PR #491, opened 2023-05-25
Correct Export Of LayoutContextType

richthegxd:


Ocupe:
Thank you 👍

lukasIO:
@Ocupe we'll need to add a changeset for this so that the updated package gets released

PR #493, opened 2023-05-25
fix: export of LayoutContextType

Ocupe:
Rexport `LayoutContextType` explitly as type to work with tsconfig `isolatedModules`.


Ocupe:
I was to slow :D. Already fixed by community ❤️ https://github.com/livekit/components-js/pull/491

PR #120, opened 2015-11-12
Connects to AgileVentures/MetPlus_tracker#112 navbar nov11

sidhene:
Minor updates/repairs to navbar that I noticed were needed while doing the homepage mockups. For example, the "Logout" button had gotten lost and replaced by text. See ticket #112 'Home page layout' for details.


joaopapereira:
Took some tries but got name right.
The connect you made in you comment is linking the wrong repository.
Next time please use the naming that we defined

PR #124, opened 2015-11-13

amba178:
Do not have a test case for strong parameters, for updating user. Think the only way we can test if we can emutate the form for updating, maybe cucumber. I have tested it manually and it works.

__________________________________________________

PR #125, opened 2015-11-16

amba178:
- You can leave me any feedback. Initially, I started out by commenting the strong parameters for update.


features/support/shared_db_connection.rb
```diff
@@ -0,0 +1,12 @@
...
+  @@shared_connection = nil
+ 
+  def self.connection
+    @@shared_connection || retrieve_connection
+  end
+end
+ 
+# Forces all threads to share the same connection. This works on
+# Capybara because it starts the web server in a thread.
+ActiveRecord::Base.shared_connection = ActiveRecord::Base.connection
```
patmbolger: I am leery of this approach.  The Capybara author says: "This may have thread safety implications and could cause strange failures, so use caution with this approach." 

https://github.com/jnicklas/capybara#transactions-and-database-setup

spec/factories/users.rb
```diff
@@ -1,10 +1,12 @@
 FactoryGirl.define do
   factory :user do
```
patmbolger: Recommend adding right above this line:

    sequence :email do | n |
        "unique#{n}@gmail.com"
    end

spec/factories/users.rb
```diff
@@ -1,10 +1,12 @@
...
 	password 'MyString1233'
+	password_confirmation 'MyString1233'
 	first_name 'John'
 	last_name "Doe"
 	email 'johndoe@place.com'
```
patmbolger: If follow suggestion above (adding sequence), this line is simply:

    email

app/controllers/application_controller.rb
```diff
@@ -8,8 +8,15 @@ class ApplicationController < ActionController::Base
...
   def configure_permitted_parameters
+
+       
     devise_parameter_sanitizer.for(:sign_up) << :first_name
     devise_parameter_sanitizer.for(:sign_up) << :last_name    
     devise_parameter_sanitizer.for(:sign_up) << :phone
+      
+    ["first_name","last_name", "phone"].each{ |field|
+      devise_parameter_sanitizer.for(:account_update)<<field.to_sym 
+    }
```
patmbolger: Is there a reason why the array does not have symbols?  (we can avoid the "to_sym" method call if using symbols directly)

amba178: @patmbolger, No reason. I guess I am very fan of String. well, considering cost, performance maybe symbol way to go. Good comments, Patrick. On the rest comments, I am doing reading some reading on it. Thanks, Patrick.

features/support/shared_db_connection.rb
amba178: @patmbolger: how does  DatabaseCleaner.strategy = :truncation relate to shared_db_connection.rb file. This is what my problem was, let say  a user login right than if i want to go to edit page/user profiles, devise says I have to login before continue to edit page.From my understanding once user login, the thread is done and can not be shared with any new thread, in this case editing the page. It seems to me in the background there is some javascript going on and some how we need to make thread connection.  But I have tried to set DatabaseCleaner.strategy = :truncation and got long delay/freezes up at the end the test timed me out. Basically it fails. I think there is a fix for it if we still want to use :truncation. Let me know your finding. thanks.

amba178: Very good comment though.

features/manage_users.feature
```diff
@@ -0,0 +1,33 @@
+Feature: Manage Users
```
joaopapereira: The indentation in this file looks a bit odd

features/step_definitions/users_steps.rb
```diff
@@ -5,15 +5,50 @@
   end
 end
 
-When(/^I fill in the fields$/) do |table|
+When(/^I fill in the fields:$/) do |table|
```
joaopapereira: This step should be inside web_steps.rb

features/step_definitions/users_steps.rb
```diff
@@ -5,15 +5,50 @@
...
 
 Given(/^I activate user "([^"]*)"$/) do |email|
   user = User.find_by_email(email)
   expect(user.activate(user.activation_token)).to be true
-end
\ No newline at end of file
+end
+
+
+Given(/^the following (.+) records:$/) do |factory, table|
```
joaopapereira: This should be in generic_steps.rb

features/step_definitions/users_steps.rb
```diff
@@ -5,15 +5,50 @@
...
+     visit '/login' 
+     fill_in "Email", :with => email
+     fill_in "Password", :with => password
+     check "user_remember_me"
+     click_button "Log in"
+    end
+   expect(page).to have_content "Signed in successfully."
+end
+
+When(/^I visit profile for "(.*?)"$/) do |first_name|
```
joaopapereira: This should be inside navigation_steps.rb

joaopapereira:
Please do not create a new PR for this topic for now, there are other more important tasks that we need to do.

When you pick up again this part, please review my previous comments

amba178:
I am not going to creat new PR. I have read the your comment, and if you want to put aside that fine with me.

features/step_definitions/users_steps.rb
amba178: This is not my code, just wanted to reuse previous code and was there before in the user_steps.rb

__________________________________________________

• [YOUR GOAL]: In the entries above, identify every line with the string "phone".

• [ANSWER FOR THIS EXERCISE]:
     devise_parameter_sanitizer.for(:sign_up) << :phone
+    ["first_name","last_name", "phone"].each{ |field|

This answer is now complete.